§ **EXERCISE DESCRIPTION**: Your answer should be only the lines below from the one with "updated as well." to the one with "Additionally, the libra", repeated exactly, ends included.
--------
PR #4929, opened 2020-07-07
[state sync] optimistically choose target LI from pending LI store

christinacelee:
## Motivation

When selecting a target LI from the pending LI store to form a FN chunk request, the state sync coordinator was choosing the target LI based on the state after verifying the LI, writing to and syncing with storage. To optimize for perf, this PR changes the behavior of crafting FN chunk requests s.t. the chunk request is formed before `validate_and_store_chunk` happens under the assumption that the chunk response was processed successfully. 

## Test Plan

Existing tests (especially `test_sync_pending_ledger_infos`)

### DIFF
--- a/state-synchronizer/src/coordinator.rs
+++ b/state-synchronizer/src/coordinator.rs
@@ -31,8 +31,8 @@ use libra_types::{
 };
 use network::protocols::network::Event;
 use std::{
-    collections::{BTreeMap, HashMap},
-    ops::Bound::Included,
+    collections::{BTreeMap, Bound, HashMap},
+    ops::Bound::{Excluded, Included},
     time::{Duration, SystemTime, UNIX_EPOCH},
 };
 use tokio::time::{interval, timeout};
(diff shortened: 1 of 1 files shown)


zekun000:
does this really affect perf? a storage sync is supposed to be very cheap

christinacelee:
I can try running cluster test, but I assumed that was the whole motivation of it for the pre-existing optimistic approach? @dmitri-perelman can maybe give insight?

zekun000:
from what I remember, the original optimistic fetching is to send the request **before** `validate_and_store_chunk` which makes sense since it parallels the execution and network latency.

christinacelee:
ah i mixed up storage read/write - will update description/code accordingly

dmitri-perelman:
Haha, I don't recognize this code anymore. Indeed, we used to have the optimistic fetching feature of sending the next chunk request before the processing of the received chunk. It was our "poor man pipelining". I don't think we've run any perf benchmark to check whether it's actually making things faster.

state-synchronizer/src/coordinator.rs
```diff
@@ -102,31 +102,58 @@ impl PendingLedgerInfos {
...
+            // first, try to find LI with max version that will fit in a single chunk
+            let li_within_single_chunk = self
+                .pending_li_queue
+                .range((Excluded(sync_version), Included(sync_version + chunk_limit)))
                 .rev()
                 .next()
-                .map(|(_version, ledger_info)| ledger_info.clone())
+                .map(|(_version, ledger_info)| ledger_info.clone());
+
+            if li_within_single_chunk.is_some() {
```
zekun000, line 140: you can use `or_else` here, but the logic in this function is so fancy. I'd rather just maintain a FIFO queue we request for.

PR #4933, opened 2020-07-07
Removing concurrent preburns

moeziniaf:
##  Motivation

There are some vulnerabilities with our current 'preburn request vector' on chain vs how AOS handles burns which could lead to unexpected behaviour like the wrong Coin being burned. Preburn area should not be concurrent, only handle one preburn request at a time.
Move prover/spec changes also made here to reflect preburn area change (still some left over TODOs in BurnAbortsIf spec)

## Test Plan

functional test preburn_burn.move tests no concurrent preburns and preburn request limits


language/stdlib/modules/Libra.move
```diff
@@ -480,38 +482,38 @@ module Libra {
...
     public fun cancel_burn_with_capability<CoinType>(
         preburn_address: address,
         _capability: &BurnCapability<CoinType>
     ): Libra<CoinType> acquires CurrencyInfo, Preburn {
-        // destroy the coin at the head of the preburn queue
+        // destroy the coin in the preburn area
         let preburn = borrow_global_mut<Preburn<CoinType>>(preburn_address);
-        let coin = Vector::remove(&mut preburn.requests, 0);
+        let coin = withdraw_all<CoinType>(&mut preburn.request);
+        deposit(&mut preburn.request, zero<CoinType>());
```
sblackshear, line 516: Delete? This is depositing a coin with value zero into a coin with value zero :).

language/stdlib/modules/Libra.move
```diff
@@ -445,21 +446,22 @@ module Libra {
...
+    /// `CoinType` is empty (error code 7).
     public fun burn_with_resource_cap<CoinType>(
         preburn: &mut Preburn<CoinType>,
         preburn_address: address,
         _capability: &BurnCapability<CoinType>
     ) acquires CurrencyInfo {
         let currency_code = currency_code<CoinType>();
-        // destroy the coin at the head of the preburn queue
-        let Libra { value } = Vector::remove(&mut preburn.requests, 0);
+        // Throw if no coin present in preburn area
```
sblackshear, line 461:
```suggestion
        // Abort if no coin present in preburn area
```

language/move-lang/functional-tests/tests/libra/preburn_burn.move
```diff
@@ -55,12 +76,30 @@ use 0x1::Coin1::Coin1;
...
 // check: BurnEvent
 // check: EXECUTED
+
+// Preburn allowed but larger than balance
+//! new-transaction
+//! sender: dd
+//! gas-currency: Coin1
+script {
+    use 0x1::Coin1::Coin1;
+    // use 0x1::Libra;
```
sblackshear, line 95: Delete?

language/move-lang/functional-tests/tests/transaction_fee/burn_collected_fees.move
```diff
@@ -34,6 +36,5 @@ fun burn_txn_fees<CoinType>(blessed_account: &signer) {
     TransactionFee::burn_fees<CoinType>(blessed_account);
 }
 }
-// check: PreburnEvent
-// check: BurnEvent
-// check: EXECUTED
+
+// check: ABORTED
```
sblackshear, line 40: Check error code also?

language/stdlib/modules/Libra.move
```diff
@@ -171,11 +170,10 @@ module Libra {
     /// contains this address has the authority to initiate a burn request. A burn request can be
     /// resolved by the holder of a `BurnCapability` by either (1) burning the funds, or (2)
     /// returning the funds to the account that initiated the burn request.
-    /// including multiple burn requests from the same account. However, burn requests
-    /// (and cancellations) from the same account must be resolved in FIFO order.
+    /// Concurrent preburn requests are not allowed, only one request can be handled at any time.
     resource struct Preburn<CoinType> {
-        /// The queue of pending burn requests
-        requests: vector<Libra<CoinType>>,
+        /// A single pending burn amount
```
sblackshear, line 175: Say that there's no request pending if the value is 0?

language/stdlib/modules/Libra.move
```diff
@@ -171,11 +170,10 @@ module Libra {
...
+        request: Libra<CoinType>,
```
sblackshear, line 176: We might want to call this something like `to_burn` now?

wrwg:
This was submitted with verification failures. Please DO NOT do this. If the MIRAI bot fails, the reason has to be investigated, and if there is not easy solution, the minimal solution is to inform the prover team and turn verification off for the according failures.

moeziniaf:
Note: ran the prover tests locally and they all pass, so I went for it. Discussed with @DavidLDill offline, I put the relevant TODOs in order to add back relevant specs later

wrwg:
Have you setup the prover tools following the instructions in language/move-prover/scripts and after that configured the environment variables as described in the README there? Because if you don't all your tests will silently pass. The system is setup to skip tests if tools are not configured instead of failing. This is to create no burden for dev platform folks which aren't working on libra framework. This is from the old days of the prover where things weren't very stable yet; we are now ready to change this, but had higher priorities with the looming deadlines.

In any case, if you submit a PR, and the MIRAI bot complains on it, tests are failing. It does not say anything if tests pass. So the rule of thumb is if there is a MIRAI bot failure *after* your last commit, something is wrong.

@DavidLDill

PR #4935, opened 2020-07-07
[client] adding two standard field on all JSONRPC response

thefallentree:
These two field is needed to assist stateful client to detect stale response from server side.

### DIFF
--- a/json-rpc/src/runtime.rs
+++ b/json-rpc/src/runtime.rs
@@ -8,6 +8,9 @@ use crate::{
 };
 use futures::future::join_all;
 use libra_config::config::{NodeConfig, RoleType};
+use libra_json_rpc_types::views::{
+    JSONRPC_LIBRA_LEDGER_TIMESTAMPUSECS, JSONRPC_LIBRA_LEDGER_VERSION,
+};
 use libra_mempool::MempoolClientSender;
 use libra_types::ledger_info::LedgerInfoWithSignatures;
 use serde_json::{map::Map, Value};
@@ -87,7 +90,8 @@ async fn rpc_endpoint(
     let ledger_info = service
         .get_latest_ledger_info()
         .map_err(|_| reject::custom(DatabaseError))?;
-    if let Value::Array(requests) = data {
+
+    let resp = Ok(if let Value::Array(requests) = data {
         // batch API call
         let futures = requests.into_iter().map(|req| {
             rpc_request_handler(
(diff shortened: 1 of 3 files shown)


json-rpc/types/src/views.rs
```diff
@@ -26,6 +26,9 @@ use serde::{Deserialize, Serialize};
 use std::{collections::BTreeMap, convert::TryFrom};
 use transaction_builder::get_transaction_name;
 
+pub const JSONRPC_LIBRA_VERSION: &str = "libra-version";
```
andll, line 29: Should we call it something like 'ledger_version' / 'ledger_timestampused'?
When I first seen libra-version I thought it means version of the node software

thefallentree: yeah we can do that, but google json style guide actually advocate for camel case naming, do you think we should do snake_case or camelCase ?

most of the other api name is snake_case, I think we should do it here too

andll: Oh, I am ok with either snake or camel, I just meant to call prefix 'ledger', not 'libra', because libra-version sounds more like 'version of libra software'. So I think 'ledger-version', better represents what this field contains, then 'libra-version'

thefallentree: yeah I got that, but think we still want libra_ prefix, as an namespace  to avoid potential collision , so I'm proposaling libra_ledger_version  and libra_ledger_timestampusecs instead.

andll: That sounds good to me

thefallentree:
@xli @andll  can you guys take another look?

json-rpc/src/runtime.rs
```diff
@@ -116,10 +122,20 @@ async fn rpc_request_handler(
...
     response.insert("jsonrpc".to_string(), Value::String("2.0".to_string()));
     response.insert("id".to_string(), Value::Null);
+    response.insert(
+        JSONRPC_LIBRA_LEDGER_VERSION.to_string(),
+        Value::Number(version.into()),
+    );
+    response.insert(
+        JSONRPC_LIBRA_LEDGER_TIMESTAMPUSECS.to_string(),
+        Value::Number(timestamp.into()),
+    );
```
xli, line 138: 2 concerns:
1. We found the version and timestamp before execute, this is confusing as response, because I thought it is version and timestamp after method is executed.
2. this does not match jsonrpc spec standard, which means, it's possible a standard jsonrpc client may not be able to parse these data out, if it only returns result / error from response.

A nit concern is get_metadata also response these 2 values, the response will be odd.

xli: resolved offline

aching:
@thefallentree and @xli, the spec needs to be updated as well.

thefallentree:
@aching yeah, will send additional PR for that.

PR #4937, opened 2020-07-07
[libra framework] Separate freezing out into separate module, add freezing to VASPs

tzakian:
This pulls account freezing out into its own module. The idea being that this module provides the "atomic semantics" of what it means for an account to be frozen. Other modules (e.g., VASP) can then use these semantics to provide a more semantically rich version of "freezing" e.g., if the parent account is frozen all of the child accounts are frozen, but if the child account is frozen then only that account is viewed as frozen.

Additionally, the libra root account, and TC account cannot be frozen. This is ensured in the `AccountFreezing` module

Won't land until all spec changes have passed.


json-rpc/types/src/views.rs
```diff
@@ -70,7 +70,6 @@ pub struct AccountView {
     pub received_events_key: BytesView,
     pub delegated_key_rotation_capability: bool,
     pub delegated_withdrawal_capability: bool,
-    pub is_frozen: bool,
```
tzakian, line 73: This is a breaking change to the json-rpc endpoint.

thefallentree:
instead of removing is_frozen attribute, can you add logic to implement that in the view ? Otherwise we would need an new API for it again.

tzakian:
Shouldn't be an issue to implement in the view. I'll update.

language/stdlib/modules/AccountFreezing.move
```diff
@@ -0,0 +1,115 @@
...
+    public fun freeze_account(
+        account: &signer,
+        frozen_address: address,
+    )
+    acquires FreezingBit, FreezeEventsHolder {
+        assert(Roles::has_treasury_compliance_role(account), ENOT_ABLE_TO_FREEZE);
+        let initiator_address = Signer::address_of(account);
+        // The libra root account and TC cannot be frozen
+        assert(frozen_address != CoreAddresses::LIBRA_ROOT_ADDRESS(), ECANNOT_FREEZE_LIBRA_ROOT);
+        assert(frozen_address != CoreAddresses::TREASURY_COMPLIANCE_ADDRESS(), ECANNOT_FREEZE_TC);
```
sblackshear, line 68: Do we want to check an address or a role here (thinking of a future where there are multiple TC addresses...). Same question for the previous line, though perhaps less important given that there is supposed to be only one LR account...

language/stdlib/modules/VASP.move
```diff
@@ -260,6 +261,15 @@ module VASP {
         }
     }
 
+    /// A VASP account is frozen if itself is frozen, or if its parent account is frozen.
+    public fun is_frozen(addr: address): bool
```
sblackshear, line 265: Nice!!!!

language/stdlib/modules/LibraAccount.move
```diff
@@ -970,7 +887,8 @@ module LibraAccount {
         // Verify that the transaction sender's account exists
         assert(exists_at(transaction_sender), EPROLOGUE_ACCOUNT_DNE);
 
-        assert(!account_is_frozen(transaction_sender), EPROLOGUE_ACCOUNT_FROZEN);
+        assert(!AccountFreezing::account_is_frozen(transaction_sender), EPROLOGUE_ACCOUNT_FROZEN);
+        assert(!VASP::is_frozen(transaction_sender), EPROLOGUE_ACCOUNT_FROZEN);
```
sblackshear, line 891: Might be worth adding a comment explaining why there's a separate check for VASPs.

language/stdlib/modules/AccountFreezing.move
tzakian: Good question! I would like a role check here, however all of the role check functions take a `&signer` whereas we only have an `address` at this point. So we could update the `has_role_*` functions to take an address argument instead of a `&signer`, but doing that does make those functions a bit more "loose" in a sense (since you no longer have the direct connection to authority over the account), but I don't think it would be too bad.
--------
§ **RESULT OF THIS EXERCISE**:
@thefallentree and @xli, the spec needs to be updated as well.

thefallentree:
@aching yeah, will send additional PR for that.

PR #4937, opened 2020-07-07
[libra framework] Separate freezing out into separate module, add freezing to VASPs

tzakian:
This pulls account freezing out into its own module. The idea being that this module provides the "atomic semantics" of what it means for an account to be frozen. Other modules (e.g., VASP) can then use these semantics to provide a more semantically rich version of "freezing" e.g., if the parent account is frozen all of the child accounts are frozen, but if the child account is frozen then only that account is viewed as frozen.

Additionally, the libra root account, and TC account cannot be frozen. This is ensured in the `AccountFreezing` module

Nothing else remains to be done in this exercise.